= Beginning of Section =

PR #168, opened 2023-06-01
Enable runtime static mesh saving to asset

Tadinu:
* `URRStaticMeshComponent` fix runtime mesh saving to uasset by turning on `meshDescParams.bCommitMeshDescription`, to  validated its mesh description
* `URRGameSingleton` add `GetDynamicAssetPath()`
* `URRAssetUtils` `SaveObjectToAssetInModule()/SaveObjectToAsset() `add `bSaveDuplicatedObject` param, which is required for skeletal suite objects, due to their inter-referencing, but not for standalone objects like static mesh


Content/Maps/entry_screen_widget.uasset
yuokamoto, line 1: What is the changes for these .uasset s?

yuokamoto (approved):

Content/Maps/entry_screen_widget.uasset
Tadinu: Noted in the commit comment due to the warning. Looks like we have to resave assets each time upgrading to new UE version

Tadinu: As noted in the commit comment due to the warning. Looks like we have to resave assets each time upgrading to new UE version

= End of Section =

Task item
Work out how many lines in the listing above hold the word "upgrading", and answer only with that number.

Solution to the exercise
2